:: Work to be completed ::
The whole of the data is to be reproduced exactly.

Stored data entries:

PR #4728, opened 2024-10-02
SG - Improvements - WIP

valentinludu:
Improvements:
- Card sizes on desktop carousel
- Add user context to prevent prop drilling
- Add Link component to navigation so we can prefetch pages on user hover
- revalidate all server data after purchasing an NFT
- SSR issues with useForm and useMediaQuery because the server didn't match the client


apps/scoutgame/components/layout/AppProviders.tsx
```diff
@@ -6,14 +6,19 @@ import { AppRouterCacheProvider } from '@mui/material-nextjs/v14-appRouter';
...
+import { UserProvider } from './UserProvider';
+
+export function AppProviders({ children, user }: { children: ReactNode; user: SessionUser | null }) {
   return (
     <AppRouterCacheProvider options={{ key: 'css' }}>
       <ThemeProvider theme={theme}>
         <CssBaseline enableColorScheme />
-        <WagmiProvider>{children}</WagmiProvider>
+        <WagmiProvider>
+          <UserProvider userSession={user}>{children}</UserProvider>
```
mattcasey, line 20: THANK YOU for adding this, i kept thinking it'd be a good idea

apps/scoutgame/components/layout/UserProvider.tsx
```diff
@@ -0,0 +1,35 @@
...
+  user: SessionUser | null;
+  updateUser: (updatedUser: Partial<SessionUser>) => void;
+};
+
+export const UserContext = createContext<Readonly<UserContext | null>>(null);
+
+export function UserProvider({ children, userSession }: { children: ReactNode; userSession: SessionUser | null }) {
+  const [user, setUser] = useState<SessionUser | null>(userSession);
+
+  const updateUser = useCallback((_updatedUser: Partial<SessionUser>) => {
```
mattcasey, line 18: You could throw an error here, incase someone tries to call it. "FIXME: User update is not implemented!"

apps/scoutgame/components/common/NFTPurchaseDialog/components/NFTPurchaseForm.tsx
```diff
@@ -70,7 +70,7 @@ export function NFTPurchaseForm(props: NFTPurchaseProps) {
 }
 
 export function NFTPurchaseFormContent({ builder }: NFTPurchaseProps) {
-  const { data: user, isLoading: loadingUser } = useGetUser();
+  const { user } = useUser();
```
mattcasey, line 73: thanks for fixing this! ALthough it is nice that we refresh the user points. Right now when you buy an NFT, the points and everything on the page are incorrect

mattcasey (approved):

apps/scoutgame/components/common/Button/IconButton.tsx
```diff
@@ -1,3 +1,5 @@
+'use client';
```
mattcasey, line 1: Are these 'use client's necessary? or just attempting to fix the crashes?

valentinludu: 'use client' is necessary when a client component is used inside a server component. Sometimes the app doesn't throw an error because the parent is a client component. But if used inside a server component it will throw an error.

apps/scoutgame/components/common/NFTPurchaseDialog/components/NFTPurchaseForm.tsx
valentinludu: I added the revalidatePath in the action that awaits the transaction

apps/scoutgame/components/layout/UserProvider.tsx
valentinludu: Added!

:: Response box ::
PR #4728, opened 2024-10-02
SG - Improvements - WIP

valentinludu:
Improvements:
- Card sizes on desktop carousel
- Add user context to prevent prop drilling
- Add Link component to navigation so we can prefetch pages on user hover
- revalidate all server data after purchasing an NFT
- SSR issues with useForm and useMediaQuery because the server didn't match the client


apps/scoutgame/components/layout/AppProviders.tsx
```diff
@@ -6,14 +6,19 @@ import { AppRouterCacheProvider } from '@mui/material-nextjs/v14-appRouter';
...
+import { UserProvider } from './UserProvider';
+
+export function AppProviders({ children, user }: { children: ReactNode; user: SessionUser | null }) {
   return (
     <AppRouterCacheProvider options={{ key: 'css' }}>
       <ThemeProvider theme={theme}>
         <CssBaseline enableColorScheme />
-        <WagmiProvider>{children}</WagmiProvider>
+        <WagmiProvider>
+          <UserProvider userSession={user}>{children}</UserProvider>
```
mattcasey, line 20: THANK YOU for adding this, i kept thinking it'd be a good idea

apps/scoutgame/components/layout/UserProvider.tsx
```diff
@@ -0,0 +1,35 @@
...
+  user: SessionUser | null;
+  updateUser: (updatedUser: Partial<SessionUser>) => void;
+};
+
+export const UserContext = createContext<Readonly<UserContext | null>>(null);
+
+export function UserProvider({ children, userSession }: { children: ReactNode; userSession: SessionUser | null }) {
+  const [user, setUser] = useState<SessionUser | null>(userSession);
+
+  const updateUser = useCallback((_updatedUser: Partial<SessionUser>) => {
```
mattcasey, line 18: You could throw an error here, incase someone tries to call it. "FIXME: User update is not implemented!"

apps/scoutgame/components/common/NFTPurchaseDialog/components/NFTPurchaseForm.tsx
```diff
@@ -70,7 +70,7 @@ export function NFTPurchaseForm(props: NFTPurchaseProps) {
 }
 
 export function NFTPurchaseFormContent({ builder }: NFTPurchaseProps) {
-  const { data: user, isLoading: loadingUser } = useGetUser();
+  const { user } = useUser();
```
mattcasey, line 73: thanks for fixing this! ALthough it is nice that we refresh the user points. Right now when you buy an NFT, the points and everything on the page are incorrect

mattcasey (approved):

apps/scoutgame/components/common/Button/IconButton.tsx
```diff
@@ -1,3 +1,5 @@
+'use client';
```
mattcasey, line 1: Are these 'use client's necessary? or just attempting to fix the crashes?

valentinludu: 'use client' is necessary when a client component is used inside a server component. Sometimes the app doesn't throw an error because the parent is a client component. But if used inside a server component it will throw an error.

apps/scoutgame/components/common/NFTPurchaseDialog/components/NFTPurchaseForm.tsx
valentinludu: I added the revalidatePath in the action that awaits the transaction

apps/scoutgame/components/layout/UserProvider.tsx
valentinludu: Added!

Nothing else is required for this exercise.